Struggling with Mums breast cancer diagnosis

  • 2 replies
  • 20 subscribers
  • 475 views

Hi all 

I am new to the group. My Mum was diagnosed with breast cancer 7 Months ago after several hold ups to treatment for one reason or another she had a mastectomy in December we were initially told that would be the end but she now needs chemo and radiotherapy as the cancer was much larger then first thought.

I am really struggling with coping with the diagnosis for her, I suffer with my mental health and I just feel like I have no one to talk too. My partner is not very supportive and I don’t want to burden my family with my problems and make it all about me. I haven’t spoken to anyone about this as like I said I don’t want to make it about me but I am really struggling. I have a young family with 2 children ages 6 and 3 and work I just feel overwhelmed with life at the minute. I am so sorry if this post sounds negative like I am just moaning that’s not my intention I just needed to get it off my chest I guess and see if anyone else has felt this way and has felt terribly guilty for feeling this way xx 

  • Hi  and welcome to our community, really glad you found us and thank you for sharing because I think everyone on here will recognize just where you are.
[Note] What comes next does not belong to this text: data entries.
PR #4111, opened 2019-10-30
refactor LogStats extension to log IPM and RPM to stats on spider_close

### LINKED ISSUE #4110: LogStats Extension should log the IPM and RPM to the stats on spider_closed signal
## Summary

By default, the `scrapy.extensions.logstats.LogStats` log the details below to the standard logger every 60 seconds:

- IPM (_Items per Minute_)
- Items scraped
- RPM (_Requests per Minute_)
- Requests produced

## Motivation

We often find the need to retrieve the **RPM** and **IPM** after a job is finished. We can calculate this manually or we can check the logs for the last update of *LogStats*. However, this is tedious and inefficient as `LogStats` already has this data but isn't putting them somewhere that is readily available after the job is finished.

We can pull out the last update of `LogStats` from the logs but pulling it from the API and filtering it out is expensive.

## Additional context

None

BurnzZ:
Fixes #4110 

**NOTE:** I noticed that the `LogStats` extension doesn't have any tests at all. I will write the tests later when this refactoring approach is approved.


scrapy/extensions/logstats.py
```diff
@@ -35,18 +38,25 @@ def spider_opened(self, spider):
...
+                    'items': self.items, 'itemrate': self.irate}
         logger.info(msg, log_args, extra={'spider': spider})
 
     def spider_closed(self, spider, reason):
         if self.task and self.task.running:
             self.task.stop()
+
+        self.calculate_stats()
+        self.stats.set_value('IPM', self.irate)
+        self.stats.set_value('RPM', self.prate)
```
Gallaecio: :lipstick:  I think `items_per_minute` and `requests_per_minute` would be a better choice here.

BurnzZ: Thanks @Gallaecio! I'll update this one along with the tests. Please don't merge this one yet as I'd like to have tests on this module. Marking it as `WIP:` at the moment.

kmike:
The feature looks good to me, but it needs an update to the current master branch.

BurnzZ:
Thanks for unearthing this @kmike as I totally forgot about it 😅 . I've added tests and rebased the PR to master.

kmike (approved):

    If we look at Your feelings when someone has cancer we can see how "normal" your response is so sorry I have to reject the idea you are negative or moaning.

    I know when I "came out" at work there were a few members of staff who were shocked, partially that I was still vaguely functional but many also said how I was inspirational - oh thank you that is so helpful (NOT).

    What way much more helpful though was colleagues who came to speak to me and did the #MeToo moment. 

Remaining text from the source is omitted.